No era un niño cuando lo volví a ver, vaya que no lo era.  Habían pasado casi diez años, pero yo estaba en esa etapa de la vida en que el paso del tiempo hace rato ha perdido dramatismo y no pensaba en ello.  El viejazo me vino cuando lo vi de pie en el patio.  Si no me hubiera sentido incómoda por el calor y los desconocidos, habría retrocedido de inmediato, pero requería hidratación y coraje para soportar la velada y no me sentía dispuesta a renunciar al mojito que me ofrecía a la distancia.  Me preparé mentalmente para escuchar el invariable “tía” con que me saludaban los hijos de mis amigos pero, para mi sorpresa, junto al vaso tintineante recibí una coqueta sonrisa de reconocimiento y una invitación a ver la puesta de sol entre las parras.

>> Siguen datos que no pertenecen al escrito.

PR #983, opened 2016-05-19
SPARKC-383: cache all common CassandraRow data in a single CassandraR…

artem-aliev:
…owMetaData object

One CassandraRowMetaData per resultSet/Partition.
That reduce object creation time and memory footprint.
At this momement it is:
1. Java driver codec
2. Map comlumn names -> index for get by name methods
3. CqlColumnNames -> index

### DIFF
--- a/spark-cassandra-connector/src/main/scala/com/datastax/spark/connector/CassandraRow.scala
+++ b/spark-cassandra-connector/src/main/scala/com/datastax/spark/connector/CassandraRow.scala
@@ -1,6 +1,6 @@
 package com.datastax.spark.connector
 
-import com.datastax.driver.core.Row
+import com.datastax.driver.core.{CodecRegistry, ResultSet, Row, TypeCodec}
 
 /** Represents a single row fetched from Cassandra.
   * Offers getters to read individual fields by column name or column index.
@@ -17,25 +17,25 @@ import com.datastax.driver.core.Row
   *
   * Recommended getters for Cassandra types:
   *
-  *   - `ascii`:     `getString`, `getStringOption`
-  *   - `bigint`:    `getLong`, `getLongOption`
-  *   - `blob`:      `getBytes`, `getBytesOption`
-  *   - `boolean`:   `getBool`, `getBoolOption`
-  *   - `counter`:   `getLong`, `getLongOption`
-  *   - `decimal`:   `getDecimal`, `getDecimalOption`
-  *   - `double`:    `getDouble`, `getDoubleOption`
-  *   - `float`:     `getFloat`, `getFloatOption`
-  *   - `inet`:      `getInet`, `getInetOption`
-  *   - `int`:       `getInt`, `getIntOption`
-  *   - `text`:      `getString`, `getStringOption`
-  *   - `timestamp`: `getDate`, `getDateOption`
-  *   - `timeuuid`:  `getUUID`, `getUUIDOption`
-  *   - `uuid`:      `getUUID`, `getUUIDOption`
-  *   - `varchar`:   `getString`, `getStringOption`
-  *   - `varint`:    `getVarInt`, `getVarIntOption`
-  *   - `list`:      `getList[T]`
-  *   - `set`:       `getSet[T]`
-  *   - `map`:       `getMap[K, V]`
+  * - `ascii`:     `getString`, `getStringOption`
+  * - `bigint`:    `getLong`, `getLongOption`
+  * - `blob`:      `getBytes`, `getBytesOption`
+  * - `boolean`:   `getBool`, `getBoolOption`
+  * - `counter`:   `getLong`, `getLongOption`
+  * - `decimal`:   `getDecimal`, `getDecimalOption`
+  * - `double`:    `getDouble`, `getDoubleOption`
+  * - `float`:     `getFloat`, `getFloatOption`
+  * - `inet`:      `getInet`, `getInetOption`
+  * - `int`:       `getInt`, `getIntOption`
+  * - `text`:      `getString`, `getStringOption`
+  * - `timestamp`: `getDate`, `getDateOption`
+  * - `timeuuid`:  `getUUID`, `getUUIDOption`
+  * - `uuid`:      `getUUID`, `getUUIDOption`
+  * - `varchar`:   `getString`, `getStringOption`
+  * - `varint`:    `getVarInt`, `getVarIntOption`
+  * - `list`:      `getList[T]`
+  * - `set`:       `getSet[T]`
+  * - `map`:       `getMap[K, V]`
   *
   * Collection getters `getList`, `getSet` and `getMap` require to explicitly pass an appropriate item type:
   * {{{
@@ -46,17 +46,17 @@ import com.datastax.driver.core.Row
   *
   * Generic `get` allows to automatically convert collections to other collection types.
   * Supported containers:
-  *   - `scala.collection.immutable.List`
-  *   - `scala.collection.immutable.Set`
-  *   - `scala.collection.immutable.TreeSet`
-  *   - `scala.collection.immutable.Vector`
-  *   - `scala.collection.immutable.Map`
-  *   - `scala.collection.immutable.TreeMap`
-  *   - `scala.collection.Iterable`
-  *   - `scala.collection.IndexedSeq`
-  *   - `java.util.ArrayList`
-  *   - `java.util.HashSet`
-  *   - `java.util.HashMap`
+  * - `scala.collection.immutable.List`
+  * - `scala.collection.immutable.Set`
+  * - `scala.collection.immutable.TreeSet`
+  * - `scala.collection.immutable.Vector`
+  * - `scala.collection.immutable.Map`
+  * - `scala.collection.immutable.TreeMap`
+  * - `scala.collection.Iterable`
+  * - `scala.collection.IndexedSeq`
+  * - `java.util.ArrayList`
+  * - `java.util.HashSet`
+  * - `java.util.HashMap`
   *
   * Example:
   * {{{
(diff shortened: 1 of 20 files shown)


artem-aliev:
retest this please

spark-cassandra-connector/src/main/scala/com/datastax/spark/connector/CassandraRow.scala
```diff
@@ -72,12 +72,65 @@ import com.datastax.driver.core.Row
   *   - java.sql.Date
   *   - org.joda.time.DateTime
   */
-final class CassandraRow(val columnNames: IndexedSeq[String], val columnValues: IndexedSeq[AnyRef])
+final class CassandraRow(val metaData:CassandraRowMetaData, val columnValues: IndexedSeq[AnyRef])
```
RussellSpitzer: style, missing space

spark-cassandra-connector/src/main/scala/com/datastax/spark/connector/CassandraRow.scala
```diff
@@ -72,12 +72,65 @@ import com.datastax.driver.core.Row
...
   extends ScalaGettableData with Serializable {
 
+  /**
+    * the consturctor is for testing and backward compatibility only.
+    * Use default constructor with shared metadata for memory saving and performance.
```
RussellSpitzer: Maybe mark this as deprecated?

spark-cassandra-connector/src/main/scala/com/datastax/spark/connector/CassandraRow.scala
```diff
@@ -72,12 +72,65 @@ import com.datastax.driver.core.Row
...
+    * @param columnNames
+    * @param columnValues
+    */
+  def this (columnNames: IndexedSeq[String], columnValues: IndexedSeq[AnyRef]) =
+    this(CassandraRowMetaData.fromColumnNames(columnNames), columnValues)
+
   override def toString = "CassandraRow" + dataAsString
 }
 
+case class CassandraRowMetaData(columnNames: IndexedSeq[String], resultSetColumnNames:Option[IndexedSeq[String]] = None, @transient codecs: Option[IndexedSeq[TypeCodec[AnyRef]]] = None) {
```
RussellSpitzer: This seems like it's copying a lot of functionality of some existing classes. The classes in https://github.com/datastax/spark-cassandra-connector/blob/master/spark-cassandra-connector/src/main/scala/com/datastax/spark/connector/cql/Schema.scala seem to already cover a lot of this `ColumnRefs` should already have their aliases, indexing and maps should exist in `TableDef`. Perhaps it would be best to store the codec's their as well?

RussellSpitzer: I think my confusing is behind we this isn't just an index of ColumnNames and Codecs

spark-cassandra-connector/src/main/scala/com/datastax/spark/connector/CassandraRow.scala
artem-aliev: NP, will fix

spark-cassandra-connector/src/main/scala/com/datastax/spark/connector/CassandraRow.scala
artem-aliev: I do not like to mix in sparkSQL here and schema, tableDefs are much more complicated then needed. The other purpose of the RowMetaData is the place for any data that can be shared among rows. I mean all data execept the cell values itself. The dedicated object will flag developers to use it

RussellSpitzer: OK, as long as Piotr is ok with it too :)

pkolaczk: ColumnRefs and ColumnDefs are Serializable, so adding codecs to them is not possible.

spark-cassandra-connector/src/main/scala/com/datastax/spark/connector/CassandraRow.scala
```diff
@@ -72,12 +72,66 @@ import com.datastax.driver.core.Row
   *   - java.sql.Date
   *   - org.joda.time.DateTime
   */
-final class CassandraRow(val columnNames: IndexedSeq[String], val columnValues: IndexedSeq[AnyRef])
+final class CassandraRow(val metaData: CassandraRowMetaData, val columnValues: IndexedSeq[AnyRef])
```
pkolaczk: I only wonder if  `metaData` doesn't end up as multiple objects after deserializing Rows. I hope Spark doesn't serialize / deserialize rows one at a time.

spark-cassandra-connector/src/main/scala/com/datastax/spark/connector/CassandraRow.scala
pkolaczk: We can't add codecs to Schema (ColumnDefs / ColumnRefs), because Schema must be Serializable.

spark-cassandra-connector/src/main/scala/com/datastax/spark/connector/CassandraRow.scala
```diff
@@ -72,12 +72,66 @@ import com.datastax.driver.core.Row
...
+        s"Available columns are: ${columnNames.mkString("[", ", ", "]")}")
+  }
+
+  @transient
+  lazy val indexOfOrThrow = namesToIndex.withDefault { name =>
+    throw new ColumnNotFoundException(
+      s"Column not found: $name. " +
+        s"Available columns are: ${columnNames.mkString("[", ", ", "]")}")
+  }
+  def unaliasColumnNames = resultSetColumnNames.getOrElse(columnNames)
```
pkolaczk: Did you mean `unaliasedColumnNames`?

spark-cassandra-connector/src/main/scala/com/datastax/spark/connector/CassandraRow.scala
pkolaczk: Why resultSetColumnNames are an `Option`? What does it mean when they are not set?

spark-cassandra-connector/src/main/scala/com/datastax/spark/connector/CassandraRow.scala
artem-aliev: run following code to get all Row Serialised:
cala> sc.cassandraTable("ks", "tab").repartition(2).count
res0: Long = 20000000

jvisualvm memory sampler show that number of meta store object is small:
com.datastax.spark.connector.CassandraRowMetaData	0.03575835062886026	129,600 B (0%)	3,240 (0%)
com.datastax.spark.connector.CassandraRow	1.0719691326853993	3,885,168 B (1.1%)	161,882 (1.9%)

spark-cassandra-connector/src/main/scala/com/datastax/spark/connector/CassandraRow.scala
artem-aliev: That means that row was constructed not from ResultSet. Manually for example.
actually it is always resolved as resultSetColumnNames.getOrElse(columnNames). So I can copy it at creation time.

spark-cassandra-connector/src/main/scala/com/datastax/spark/connector/CassandraRow.scala
artem-aliev: yep, will fix

spark-cassandra-connector/src/main/scala/com/datastax/spark/connector/CassandraRow.scala
pkolaczk: rename `MetaData` to `Metadata` to be consistent with Java driver naming

pkolaczk: also, this line is far too long

spark-cassandra-connector/src/main/scala/com/datastax/spark/connector/CassandraRow.scala
```diff
@@ -72,12 +72,66 @@ import com.datastax.driver.core.Row
...
+  @deprecated
+  def this (columnNames: IndexedSeq[String], columnValues: IndexedSeq[AnyRef]) =
+    this(CassandraRowMetaData.fromColumnNames(columnNames), columnValues)
+
   override def toString = "CassandraRow" + dataAsString
 }
 
+case class CassandraRowMetaData(columnNames: IndexedSeq[String], resultSetColumnNames:Option[IndexedSeq[String]] = None, @transient codecs: Option[IndexedSeq[TypeCodec[AnyRef]]] = None) {
+  @transient
+  lazy val namesToIndex: Map[String,Int] = columnNames.zipWithIndex.toMap.withDefaultValue(-1);
```
pkolaczk: unneeded ;

spark-cassandra-connector/src/main/scala/com/datastax/spark/connector/CassandraRow.scala
pkolaczk: codecs are marked @transient, are you sure you want them to become null after deserializing?
```
scala> case class X(@transient f: Option[Int] = None)
defined class X

scala> import java.util._
import java.util._

scala> import java.io._
import java.io._

scala> val bos = new ByteArrayOutputStream
bos: java.io.ByteArrayOutputStream =

scala> val os = new ObjectOutputStream(bos)
os: java.io.ObjectOutputStream = java.io.ObjectOutputStream@7f9fcf7f

scala> os.writeObject(new X(Some(123)))

scala> os.close()

scala> val bis = new ByteArrayInputStream(bos.toByteArray)
bis: java.io.ByteArrayInputStream = java.io.ByteArrayInputStream@22555ebf

scala> val is = new ObjectInputStream(bis)
is: java.io.ObjectInputStream = java.io.ObjectInputStream@131ef10

scala> val deserialized = is.readObject()
deserialized: Object = X(null)
//             ^^^^^^^^^^^^^^^^^^ see? null
```

pkolaczk: I think because of nulling the codecs field, it would be much safer to make them `private`. They seem to be needed only for constructing `CassandraRows` and nothing more

spark-cassandra-connector/src/main/scala/com/datastax/spark/connector/CassandraRow.scala
```diff
@@ -72,12 +72,66 @@ import com.datastax.driver.core.Row
...
+        s"Available columns are: ${columnNames.mkString("[", ", ", "]")}")
+  }
+  def unaliasColumnNames = resultSetColumnNames.getOrElse(columnNames)
+}
+
+object CassandraRowMetaData {
+
+  def fromResultSet(columnNames:IndexedSeq[String], rs: ResultSet) = {
+    import scala.collection.JavaConversions._
+    val columnDefs = rs.getColumnDefinitions.asList().toList
```
pkolaczk: unneccessary `toList`

spark-cassandra-connector/src/main/scala/com/datastax/spark/connector/CassandraRow.scala
```diff
@@ -72,12 +72,66 @@ import com.datastax.driver.core.Row
...
+  /**
+    * create metadata object without codecs. Should be used for testing only
+    *
+    * @param columnNames
+    * @return
+    */
+  def fromColumnNames (columnNames: IndexedSeq[String]): CassandraRowMetaData =
+    CassandraRowMetaData(columnNames, None)
+
+  def fromColumnNames (columnNames: Seq[String]): CassandraRowMetaData = fromColumnNames(columnNames.toIndexedSeq)
```
pkolaczk: line slightly too long

spark-cassandra-connector/src/main/scala/com/datastax/spark/connector/CassandraRow.scala
```diff
@@ -86,18 +140,23 @@ object CassandraRow {
...
     * slower than fetching by index. */
-  def fromJavaDriverRow(row: Row, columnNames: Array[String]): CassandraRow = {
-    val data = new Array[Object](columnNames.length)
-    for (i <- columnNames.indices)
-      data(i) = GettableData.get(row, i)
-    new CassandraRow(columnNames, data)
+  def fromJavaDriverRow(row: Row, metaData: CassandraRowMetaData): CassandraRow = {
+    val data = new Array[Object](metaData.columnNames.length)
+    for (i <- metaData.columnNames.indices) {
+      data(i) = metaData.codecs match {
```
pkolaczk: I think that if you took out the match out of the inner loop, and had two loops under match, it would be even faster (probably not by much, but worth trying).

pkolaczk:
I finished the review. Overall looks good. There are minor code style issues.

spark-cassandra-connector/src/main/scala/com/datastax/spark/connector/japi/CassandraRow.scala
```diff
@@ -1,17 +1,26 @@
...
-  private[spark] def this() = this(null: IndexedSeq[String], null) // required by Kryo for deserialization :(
+  private[spark] def this() = this(null: CassandraRowMetaData, null: IndexedSeq[AnyRef]) // required by Kryo for deserialization :(
 
+  def this(metaData: CassandraRowMetaData, columnValues: Array[AnyRef]) =
+    this(metaData, columnValues.toIndexedSeq)
+
+  /**
+    * the consturctor is for testing and backward compatibility only.
+    * Use default constructor with shared metadata for memory saving and performance.
+    * @param columnNames
```
pkolaczk: remove, if not documented

spark-cassandra-connector/src/main/scala/com/datastax/spark/connector/CassandraRow.scala
pkolaczk: would be good to document constructor arguments

artem-aliev: Aha, Scala is fun, It reconstruct lazy values after deserialzation, but do not use default values.

artem-aliev: fixed. will use null instead of option

spark-cassandra-connector/src/main/scala/com/datastax/spark/connector/CassandraRow.scala
artem-aliev: fixed

spark-cassandra-connector/src/main/scala/com/datastax/spark/connector/CassandraRow.scala
artem-aliev: that is java to scala int conversion. toScala does not work

spark-cassandra-connector/src/main/scala/com/datastax/spark/connector/CassandraRow.scala
artem-aliev: Fixed, I also replace for() with mutable while() to reduce number of created objects

spark-cassandra-connector/src/main/scala/com/datastax/spark/connector/japi/CassandraRow.scala
artem-aliev: fixed

spark-cassandra-connector/src/main/scala/com/datastax/spark/connector/CassandraRow.scala
```diff
@@ -86,18 +153,37 @@ object CassandraRow {
...
+        i += 1
+      }
+    }
+    else {
+      while (i < length) {
+        data(i) = GettableData.get(row, i, metaData.codecs(i))
+        i += 1
+      }
+    }
+    new CassandraRow(metaData, data)
```
artem-aliev: I have rewiten that block to java style to remove closure object creation for each row

pkolaczk:
+1

PR #984, opened 2016-05-24
 SPARKC-385 add driver.LocalDate conversion

jtgrabowski:
Conversion is added because driver's LocalDate is not
serializable.

GettableData now converts LocalDate to Joda's LocalDate.


RussellSpitzer:
Good catch I could have sworn LocalDate was serializable before.

RussellSpitzer:
You may want to add a few more tests to the unit test suite
https://github.com/datastax/spark-cassandra-connector/blob/master/spark-cassandra-connector/src/test/scala/com/datastax/spark/connector/types/TypeConverterTest.scala#L216
But i'm +1 on the patch :)

jtgrabowski:
@RussellSpitzer during implementing additional tests you recommended I realized that conversion from Joda's LocalDate -> Date is not behaving as conversion from driver's LocalDate -> Date. I fixed this and added some tests in latest commit.

RussellSpitzer:
Now I don't feel bad about asking for more tests :) +1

Nos vimos a escondidas durante unos meses, hasta que la realidad se impuso y enfrió las cosas.  En un rincón del clóset conservo un par de flores secas, una pulsera de cuero usada en el tobillo en una escapada a la playa, entradas al cine y un sacacorchos robado por él para mi incomprensible preferencia por el vino sobre la cerveza.  Imagino que ya se graduó y anda recorriendo el mundo con su mochila de cabritilla al hombro.  Quizás hasta conserva el ringtone de Mrs. Robinson en su celular.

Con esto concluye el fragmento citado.